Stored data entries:
* * *
PR #102, opened 2022-03-23
Get go-getter v2.0.2, to avoid untaring OVA files

azr:
related: 

* https://github.com/hashicorp/packer/issues/11631
* https://github.com/hashicorp/go-getter/pull/354


sylviamoss (approved):
👍🏼 🎉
* * *
Output the entire data exactly, line for line.

**The completed task:**
PR #102, opened 2022-03-23
Get go-getter v2.0.2, to avoid untaring OVA files

azr:
related: 

* https://github.com/hashicorp/packer/issues/11631
* https://github.com/hashicorp/go-getter/pull/354


sylviamoss (approved):
👍🏼 🎉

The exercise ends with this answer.